European governments have concluded that Big Tech is either unable or unwilling to curb their abusive behavior and are intervening to stop it. This activism contrasts sharply with the American model, which takes a laissez-faire approach and relies on self-policing. Whether this is a real mindset or a default position due to political paralysis and vigorous lobbying is hard to say.

According to European lawmakers, their Japanese counterparts have shown interest in the DSA. For now, Japan has the Law on Improving Transparency and Fairness in Digital Platforms, which came into force on February 1, 2021. The name clearly indicates its purpose. It is a hybrid approach that creates a regulatory framework and leaves the details to the voluntary efforts of companies; this relaxation aligns with Japanese tradition and practice, giving the bureaucracy substantial discretion.

The law empowers the Minister of METI to review the current status of the operation of the platform and to convene discussions among the various stakeholders. If there is suspicion of violation of the Antimonopoly Law, the Minister may request the Japan Fair Trade Commission to take appropriate action.

Tech companies continue to hope to shape the final details of EU legislation. They insist the rules target corporate America — the nationalist map is still a way to mobilize US lawmakers to fight on their behalf — and will stifle innovation. By their logic, forced system integration and interoperability requirements discourage research and development. A Google-sponsored economic analysis concluded that “basic economics” suggests that the DMA “will encourage free riding on the investments of others, and it will discourage parties from making those investments.”
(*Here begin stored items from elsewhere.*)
Issue #39, opened 2017-06-29
Add WCSGeometry create_simple that matches Aladin Lite


cdeil:
Currently we have this convenience methods that users can use to create a WCS:
https://hips.readthedocs.io/en/latest/api/hips.utils.WCSGeometry.html#hips.utils.WCSGeometry.create
It's a bit cumbersome to use (e.g. shape and crpix have different order x/y, one has to compute crpix manually before calling).

I think it would be nice to have another one that matches what Aladin Lite gives:
(See http://aladin.u-strasbg.fr/AladinLite/doc/API/#init)

I.e. something like this on `WCSGeometry`
```
@classmethod
def create_simple(cls, skydir: SkyCoord, fov: Angle, shape: tuple of float):
    ... compute WCS as Aladin LIte does it, maybe calling the other create method, maybe not.
    return cls(wcs, shape)
```
@tboch - Could you please make a pull request, or give infos here for @adl1995 how exactly Aladin Lite computes the WCS so that he can implement it?

tboch:
What Aladin Lite uses is similar to this code:

```
def make_wcs(ra, dec, fov_deg, width, height):
    """Create a WCS from a few params
    Parameters
    ----------
    ra : right ascension of the center
    dec : declination of the center
    fov_deg : field of view in degrees
    width : image width in pixels
    height : image height in pixels
    """"    

   resolution = float(fov_deg) / float(max(width, height))

    w = wcs.WCS(naxis=2)
    w.wcs.crpix = [width / 2., height / 2.]
    w.wcs.cdelt = numpy.array([-resolution, resolution])
    w.wcs.crval = [ra, dec]
    # this should be adapted to other type of projections
    w.wcs.ctype = ["RA---SIN", "DEC--SIN"]

    return w
```

Some comments:
 * In Aladin Lite, this has only been tested for SINUS projections but I'd expect it to work for others.
 * the input parameters should of course be adapted to what @cdeil is suggesting
 * we are missing a rotation angle parameter, but that's not needed for a v0.1

cdeil:
@tboch - Thanks!

Note that this is just an "extra constructor" as a convenience. Users still can pass any `WCS` to `__init__` and have the full power of choosing any FITS WCS. So in my opinion we don't need to try and expose everything via these convenience constructors. But yes, where easily possible, we can add options such as rotation or projection string as you mention)

[...]

PR #49, opened 2017-07-03
Add classmethod create_simple to WCSGeometry

adl1995:
Added a classmethod as mentioned in #39.

### DIFF
--- a/docs/getting_started.rst
+++ b/docs/getting_started.rst
@@ -20,10 +20,10 @@ To make a sky image with the `hips` package, follow the following three steps:
     from astropy.coordinates import SkyCoord
     from hips.utils import WCSGeometry
 
-    geometry = WCSGeometry.create(
+    geometry = WCSGeometry.create_simple(
          skydir=SkyCoord(0, 0, unit='deg', frame='galactic'),
-         shape=(1000, 2000), coordsys='GAL',
-         projection='AIT', cdelt=0.01, crpix=(1000, 500),
+         width=2000, height=1000, fov="3 deg",
+         coordsys='galactic', projection='AIT'
     )
 
 
--- a/hips/utils/testing.py
+++ b/hips/utils/testing.py
@@ -28,7 +28,6 @@ def has_hips_extra():
         path = Path(os.environ['HIPS_EXTRA']) / 'datasets/samples/DSS2Red/properties'
         if path.is_file():
             return True
-
     return False
 
 
@@ -43,19 +42,19 @@ def make_test_wcs_geometry(case=0):
     if case == 0:
         return WCSGeometry.create(
             skydir=SkyCoord(3, 4, unit='deg', frame='galactic'),
-            shape=(2, 3), coordsys='GAL',
+            width=2, height=3, coordsys='galactic',
             projection='CAR', cdelt=1.0, crpix=(1, 1),
         )
     elif case == 1:
         return WCSGeometry.create(
             skydir=SkyCoord(10, 20, unit='deg', frame='galactic'),
-            shape=(10, 20), coordsys='GAL',
+            width=20, height=10, coordsys='galactic',
             projection='CAR', cdelt=1.0, crpix=(1, 1),
         )
     elif case == 2:
         return WCSGeometry.create(
             skydir=SkyCoord(0, 0, unit='deg', frame='galactic'),
-            shape=(1000, 2000), coordsys='GAL',
+            width=2000, height=1000, coordsys='galactic',
             projection='AIT', cdelt=0.01, crpix=(1000, 500),
         )
     else:
--- a/hips/utils/tests/test_wcs.py
+++ b/hips/utils/tests/test_wcs.py
@@ -3,6 +3,7 @@ from numpy.testing import assert_allclose
 from astropy.coordinates import SkyCoord
 from ..wcs import WCSGeometry
 
+
 class TestWCSGeometry:
     def setup(self):
         self.wcs_geometry = WCSGeometry.create_simple(
@@ -33,7 +34,3 @@ class TestWCSGeometry:
         assert_allclose(c.dec.deg, 0.00075, atol=1e-2)
         assert_allclose(self.wcs_geometry.wcs.wcs.crpix, [1000., 500.])
         assert_allclose(self.wcs_geometry.wcs.wcs.cdelt, [-0.0015, 0.0015])
-
-    def skycoord_separation(self):
-        skydir=SkyCoord(0, 0, unit='deg', frame='icrs')
-        skydir.separation(skydir).degree == 2
--- a/hips/utils/tests/test_wcs.py
+++ b/hips/utils/tests/test_wcs.py
@@ -1,18 +1,39 @@
 # Licensed under a 3-clause BSD style license - see LICENSE.rst
 from numpy.testing import assert_allclose
-from ..testing import make_test_wcs_geometry
-
+from astropy.coordinates import SkyCoord
+from ..wcs import WCSGeometry
 
 class TestWCSGeometry:
     def setup(self):
-        self.wcs_geometry = make_test_wcs_geometry(case=0)
+        self.wcs_geometry = WCSGeometry.create_simple(
+            skydir=SkyCoord(0, 0, unit='deg', frame='galactic'),
+            width=2000, height=1000, fov="3 deg",
+            coordsys='galactic', projection='AIT'
+        )
 
-    def test_center(self):
+    def test_galactic_frame_center(self):
         c = self.wcs_geometry.center_skycoord
+
         assert c.frame.name == 'galactic'
-        assert_allclose(c.l.deg, 2, atol=1e-2)
-        assert_allclose(c.b.deg, 4.5, atol=1e-2)
+        assert_allclose(c.l.deg, 359.99, atol=1e-2)
+        assert_allclose(c.b.deg, 0.00075, atol=1e-2)
+        assert_allclose(self.wcs_geometry.wcs.wcs.crpix, [1000., 500.])
+        assert_allclose(self.wcs_geometry.wcs.wcs.cdelt, [-0.0015, 0.0015])
 
     def test_celestial_frame(self):
-        pass
-        # TODO (Adeel): add a test
+        wcs_geometry = WCSGeometry.create_simple(
+            skydir=SkyCoord(0, 0, unit='deg', frame='icrs'),
+            width=2000, height=1000, fov="3 deg",
+            coordsys='icrs', projection='AIT'
+        )
+        c = wcs_geometry.center_skycoord
+
+        assert c.frame.name == 'icrs'
+        assert_allclose(c.ra.deg, 359.99, atol=1e-2)
+        assert_allclose(c.dec.deg, 0.00075, atol=1e-2)
+        assert_allclose(self.wcs_geometry.wcs.wcs.crpix, [1000., 500.])
+        assert_allclose(self.wcs_geometry.wcs.wcs.cdelt, [-0.0015, 0.0015])
+
+    def skycoord_separation(self):
+        skydir=SkyCoord(0, 0, unit='deg', frame='icrs')
+        skydir.separation(skydir).degree == 2
--- a/hips/utils/wcs.py
+++ b/hips/utils/wcs.py
@@ -58,7 +58,7 @@ class WCSGeometry:
 
     def __init__(self, wcs: WCS, width: int, height: int) -> None:
         self.wcs = wcs
-        self.shape = Shape(*(width, height))
+        self.shape = Shape(width=width, height=height)
 
     @property
     def center_pix(self) -> Tuple[float, float]:
@@ -177,7 +177,7 @@ class WCSGeometry:
         Shape(width=2000, height=1000)
         """
         fov = Angle(fov)
-        crpix = (float(width / 2), float(height / 2))
+        crpix = float(width / 2), float(height / 2)
         cdelt = float(fov.degree) / float(max(width, height))
 
         return cls.create(skydir, width, height, coordsys, projection, cdelt, crpix)
--- a/hips/utils/wcs.py
+++ b/hips/utils/wcs.py
@@ -4,16 +4,19 @@ from typing import Tuple
 import numpy as np
 from astropy.coordinates import SkyCoord
 from astropy.wcs import WCS
+from astropy.coordinates import Angle
 from astropy.wcs.utils import pixel_to_skycoord, wcs_to_celestial_frame
 
 __all__ = [
     'WCSGeometry',
 ]
 
-__doctest_skip__ = ['WCSGeometry']
+__doctest_skip__ = [
+    '*',
+]
 
-Shape = namedtuple('Shape', ['ny', 'nx'])
-"""Helper for 2-dim image shape, to make it clearer what value is x and y."""
+Shape = namedtuple('Shape', ['width', 'height'])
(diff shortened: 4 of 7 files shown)


hips/utils/wcs.py
```diff
@@ -124,6 +124,30 @@ def create(cls, skydir: SkyCoord, shape: tuple, coordsys: str = 'CEL',
...
+        shape : `tuple`
+            Shape of the image (Numpy axis order: y, x)
+        fov_deg : `float`
+            Field of view in degrees
+        coordsys : `str`
+            Coordinate system
+        projection : `str`
+            Projection of the WCS object
+        """
+
```
cdeil: Remove empty line.

hips/utils/wcs.py
```diff
@@ -124,6 +124,30 @@ def create(cls, skydir: SkyCoord, shape: tuple, coordsys: str = 'CEL',
 
         return cls(w, shape)
 
+    @classmethod
+    def create_simple(cls, skydir: SkyCoord, shape: tuple, fov_deg: float,
+                      coordsys: str = 'CEL', projection: str = 'AIT') -> 'WCSGeometry':
```
cdeil: For `coordsys`, I would suggest we change this method and `create` to support `{'icrs', 'galactic'}`.
Having yet another code in the end-user API for the RADEC frame ("CEL" at the moment) is confusing.

hips/utils/wcs.py
```diff
@@ -124,6 +124,30 @@ def create(cls, skydir: SkyCoord, shape: tuple, coordsys: str = 'CEL',
...
+        ----------
+        skydir : `~astropy.coordinates.SkyCoord`
+            Sky coordinate of the WCS reference point
+        shape : `tuple`
+            Shape of the image (Numpy axis order: y, x)
+        fov_deg : `float`
+            Field of view in degrees
+        coordsys : `str`
+            Coordinate system
+        projection : `str`
```
cdeil: You should link to http://docs.astropy.org/en/stable/wcs/#supported-projections so that users know what choices are available.

hips/utils/wcs.py
```diff
@@ -124,6 +124,30 @@ def create(cls, skydir: SkyCoord, shape: tuple, coordsys: str = 'CEL',
...
+                      coordsys: str = 'CEL', projection: str = 'AIT') -> 'WCSGeometry':
+        """Create WCS object programmatically using field of view (`WCSGeometry`).
+
+        Parameters
+        ----------
+        skydir : `~astropy.coordinates.SkyCoord`
+            Sky coordinate of the WCS reference point
+        shape : `tuple`
+            Shape of the image (Numpy axis order: y, x)
+        fov_deg : `float`
```
cdeil: I would suggest to change this option to `fov` and then in the code do this:
```
from astropy.coordinates import Angle
fov = Angle(fov)
```
This will force the user to be explicit about units of inputs (lead to more readable user scripts) and allow e.g. to pass strings like "3 deg" (i.e. users don't have to instantiate an Angle object before calling.

hips/utils/testing.py
```diff
@@ -58,5 +57,17 @@ def make_test_wcs_geometry(case=0):
             shape=(1000, 2000), coordsys='GAL',
             projection='AIT', cdelt=0.01, crpix=(1000, 500),
         )
+    elif case == 3:
```
cdeil: I suggest you move these cases simply to unit tests of `WCSGeometry` in `TestWCSGeometry`.
I.e. have test methods that instantiate a WCSGeometry by calling this method and then assert some properties of the resulting object.

The only reason for this `make_test_wcs_geometry` was to have something available for other tests.
We should keep the number of cases here as small as possible, i.e. simple unit tests for `WCSGeometry` go to `TestWCSGeometry`.

hips/utils/wcs.py
```diff
@@ -124,6 +124,30 @@ def create(cls, skydir: SkyCoord, shape: tuple, coordsys: str = 'CEL',
...
+            Field of view in degrees
+        coordsys : `str`
+            Coordinate system
+        projection : `str`
+            Projection of the WCS object
```
cdeil: Add an `Examples` section with an example (maybe the same one as you have for `create`?
I would also suggest that you use this more convenient method here:
https://hips.readthedocs.io/en/latest/getting_started.html#make-a-sky-image

hips/utils/wcs.py
adl1995: Do you mean to pass 'icrs' and 'galactic' instead of 'CEL' and 'GAL'?

cdeil: Yes.

I would suggest the end-user API of the hips package always has "icrs" and "galactic", and where needed we convert to other strings under the hood (e.g. to compare with `hips_frame`).

adl1995:
@cdeil - I just made another commit. Hopefully this resolves all the issues.

cdeil:
See https://travis-ci.org/hipspy/hips/jobs/249595428#L1148
(always run tests locally before pushing)

---

Before we merge I have two questions on user interface, @tboch and @adl1995 - please comment:
- The names `create` and `create_simple` aren't great. I don't have a suggestion for better names. Thoughts?
- Maybe we should take separate arguments `width` and `height` or `nx` and `ny` for the number of pixels? (In https://github.com/hipspy/hips/issues/39#issuecomment-311889775 @tboch commented that he's taking width and height in Aladin Lite). I think if we take a `shape`, especially with the current order `(ny, nx)`, but even if we flip, users will get it wrong all the time . So here I'm in favour of either `width` and `height` or `nx` and `ny` instead of `shape`.

hips/utils/wcs.py
```diff
@@ -124,6 +126,54 @@ def create(cls, skydir: SkyCoord, shape: tuple, coordsys: str = 'CEL',
...
+                      coordsys: str = 'icrs', projection: str = 'AIT') -> 'WCSGeometry':
+        """Create WCS object programmatically using field of view (`WCSGeometry`).
+
+        Parameters
+        ----------
+        skydir : `~astropy.coordinates.SkyCoord`
+            Sky coordinate of the WCS reference point
+        shape : `tuple`
+            Shape of the image (Numpy axis order: y, x)
+        fov: `str`
```
cdeil: `fov` can be `Angle` or `str`, not just `str`.

adl1995:
@cdeil - How about `create_from_fov`? I'm fine with taking two separate arguments instead of `shape`.

hips/utils/wcs.py
cdeil: @adl1995 - Please address this one remaining inline comment. Otherwise this is 👍  from my side.

@tboch - Assiging to you for final review.

adl1995:
I made another commit. However, as I pulled the latest code from `master` branch, I now have a commit named:

> Merge branch 'master' of https://github.com/hipspy/hips into create_wcs

cdeil:
The common way to avoid these merge commits is to "rebase" instead of "merging".
Please read the Astropy dev docs (or other resources) explaining this and do that in the future.
For this PR: either leave as-is, or fix it up (e.g. by squashing commits, or doing a hard reset on the commit before the merge commit).

adl1995:
@cdeil - I have removed the merge commit.

tboch:
Things look fine for me.
I like @cdeil 's suggestion to split the `shape` argument into `width` and `height`. Do we leave that for another pull request?

cdeil:
As discussed in telcon: suggest to keep `Shape` attribute on `WCSGeometry` as-is, but only to take parameters `nx` and `ny` separately in constructors and make and store the `Shape` on self.

cdeil:
Correction: call it width and height (both in the constructor arguments, and in the `Shape` attributes.

adl1995:
@cdeil I have made a commit updating the `shape` parameter.

docs/getting_started.rst
```diff
@@ -20,10 +20,10 @@ To make a sky image with the `hips` package, follow the following three steps:
     from astropy.coordinates import SkyCoord
     from hips.utils import WCSGeometry
 
-    geometry = WCSGeometry.create(
+    geometry = WCSGeometry.create_simple(
          skydir=SkyCoord(0, 0, unit='deg', frame='galactic'),
-         shape=(1000, 2000), coordsys='GAL',
-         projection='AIT', cdelt=0.01, crpix=(1000, 500),
+         shape=(1000, 2000), fov="3 deg",
```
cdeil: This still calls with `shape`, needs update, no?

hips/utils/testing.py
```diff
@@ -43,19 +42,19 @@ def make_test_wcs_geometry(case=0):
     if case == 0:
         return WCSGeometry.create(
             skydir=SkyCoord(3, 4, unit='deg', frame='galactic'),
-            shape=(2, 3), coordsys='GAL',
+            height=2, width=3, coordsys='galactic',
```
cdeil: I'd suggest we always write in the order `width`, then `height`, even if it doesn't matter when calling with kwargs.  Please change here and below.

hips/utils/wcs.py
```diff
@@ -46,20 +52,20 @@ class WCSGeometry:
...
     NAXIS : 0  0
     >>> wcs_geometry.shape
-    Shape(ny=10, nx=20)
+    Shape(height=10, width=20)
     """
     WCS_ORIGIN_DEFAULT = 0
     """Default WCS transform origin, to be used in all WCS pix <-> world calls."""
 
-    def __init__(self, wcs: WCS, shape: tuple) -> None:
+    def __init__(self, wcs: WCS, height: int, width: int) -> None:
```
cdeil: I'd suggest we always use the order: width, then height , i.e. please change this here.

hips/utils/wcs.py
```diff
@@ -78,35 +84,38 @@ def pix_to_sky(self, x, y) -> SkyCoord:
...
         ----------
         skydir : `~astropy.coordinates.SkyCoord`
             Sky coordinate of the WCS reference point
-        shape : `tuple`
-            Shape of the image (Numpy axis order: y, x)
-        coordsys : `str`
+        height : `int`
+            Height of the image
+        width : `int`
+            Width of the image
```
cdeil: Mention "in pixels" or "number of pixel" to make it perfectly clear that this is not width e.g. as an angle on the sky.

hips/utils/tests/test_wcs.py
```diff
@@ -1,18 +1,35 @@
...
+            skydir=SkyCoord(0, 0, unit='deg', frame='icrs'),
+            height=1000, width=2000, fov="3 deg",
+            coordsys='icrs', projection='AIT'
+        )
+        c = wcs_geometry.center_skycoord
+
+        assert c.frame.name == 'icrs'
+        assert_allclose(c.ra.deg, 359.24, atol=1e-2)
+        assert_allclose(c.dec.deg, -0.74, atol=1e-2)
+        assert_allclose(self.wcs_geometry.wcs.wcs.crpix, [500.,  1000.])
```
cdeil: Is this correct? Doesn't `crpix` have order `x`, `y` and should be `1000`, `500` here?

@adl1995 - You could check by making a test image locally and e.g. filling the data with zeros or with coordinate values like we do somewhere else, and then writing to FITS and opening it up.

hips/utils/wcs.py
```diff
@@ -4,16 +4,20 @@
...
 from astropy.wcs.utils import pixel_to_skycoord, wcs_to_celestial_frame
 
 __all__ = [
     'WCSGeometry',
 ]
 
-__doctest_skip__ = ['WCSGeometry']
+__doctest_skip__ = [
+    'WCSGeometry',
+    'WCSGeometry.*'
```
cdeil: Why is this second entry `WCSGeometry.*` needed here?
Shoudn't the first `WCSGeometry` entry lead to all doctests in this class being skipped?
Please consult the Astropy docs on this point if you're not sure.

adl1995: This is required to skip doctests for all the methods within `WCSGeometry`, in this case the `create_simple` `@classmethod`, more [here](http://docs.astropy.org/en/stable/development/testguide.html#skipping-doctests).

cdeil: I find that weird that listing a class doesn't mean skip all doctests (including methods) in that class. But OK, if that's how it works, then keep as is of course.

adl1995: One alternative would be to use `*` in place of both `WCSGeometry` and `WCSGeometry.*` which would skip all the tests. Do you think that is more suitable?

cdeil: Well generally, we should probably first try to write docs examples where the docstests pass.
I think you already saw how if some docs example is untested, it will usually break quickly as we change and refactor the code.
So for now, we have to manually go through and review the docs examples from time to time, e.g. before a release.

For now, do as you like here: fix up the docs example so that it works, or skip in whatever way you like (maybe best to make it as narrow as possible, i.e. just list the method with the doctest you can't get to work)?

hips/utils/tests/test_wcs.py
adl1995: @cdeil How exactly can I check this? I created an image using the survey in `test_simple.py` and loaded the FITS image in Aladin Desktop. It looks okay to me, but is there anything else that I should be checking?

cdeil: E.g. ds9, but I think also Aladin will show the mouse position in pixel and world coordinates when you hover over the image.

If you go to the reference point of the projection (the `crval` sky coordinates), what pixel coordinates do you see?
It should be `x=1000` and `y=500`, but I suspect you'll find it switched.

cdeil: And you can also try to draw a sky image with this geometry like in this high-level docs example we have. Does it come out correctly or are there issues?

adl1995: I just tried this. I created the `WCSGeometry` object this way:

`geometry = WCSGeometry.create(skydir=SkyCoord(0, 0, unit='deg', frame='galactic'),      width=2000, height=1000, coordsys='galactic', projection='AIT', cdelt=0.01, crpix=(1000, 500))`

i.e. reversed the order `crpix`. This is the result I'm getting in Aladin:

screenshot - 060717 - 13 36 06

This should be reversed, no?

adl1995: I just tried reversing `crpix` values i.e.

geometry = WCSGeometry.create(skydir=SkyCoord(0, 0, unit='deg', frame='galactic'), width=2000, height=1000, coordsys='galactic', projection='AIT', cdelt=0.01, crpix=(1000, 500))

But I still get the same result as above.

cdeil: The test and my comment were about `create_simple` and how it fills `crpix`.
Please use that for checking.

It's hard for me to comment here without seeing which code exactly you ran.
Maybe you could make a notebook that has code like the current getting started, but using `create_simple` and at the end plot the sky image and a marker using `crpix` and `crval` to show where it is.
Then I could tell you if there currently is a bug or not (or probalby you'll understand the situation yourself when doing this).

adl1995:
@cdeil I have updated the test cases. The build is passing now. However, I did make some changes on my local notebook, but the results looked identical to me. Please verify before merging.

cdeil:
@adl1995 - Thanks for fixing the bug where the values in `crpix` were switched in `create_simple`.

I've attached two commits here, one with minor cleanup, and one fixing this test fail:
https://gist.github.com/cdeil/04226e02ea9c924d24ae91d53e75dcf5

For now I've simply updated the reference value, I'm not sure which is correct.
Also, the high-level docs example is broken now (stuck fetching tiles forever).

I think we should just merge the open PRs in today, especially the tile order computation step, and then re-start debugging.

The first argument could gain traction in Washington, although many observers believe the US and EU share the basic vision and skepticism towards Big Tech. The second assertion did not convince the European legislators. European officials and politicians counter that they are ensuring that the rules of the game are level playing field and that consumer rights are protected.

If DMA and DSA succeed in defining the rules of the digital space, they will once again confirm the influence of Europe and the need to think more broadly about power. Bradford argues that the EU “has the unique ability” to set standards that shape the business environment and lead “to a noticeable Europeanization of many important aspects of global trade”.

Europe has its challenges, but “market forces alone are often enough to convert the European standard into a global standard. In this way, the EU has a significant, unique and highly penetrating power to unilaterally transform global markets…”.

It is a timely reminder amid the horrors unfolding in Ukraine that resorting to naked coercion is a sign of failure. We must do all we can to ensure that our countries retain additional means to shape the world and that we do not create an order that relies on or rewards naked and dangerous exercises of power.

Brad Glosserman is Associate Director and Visiting Professor at Tama University’s Center for Rule-Making Strategies and Senior Advisor (non-resident) at Pacific Forum. He is the author of “Peak Japan: The End of Great Ambitions” (Georgetown University Press, 2019).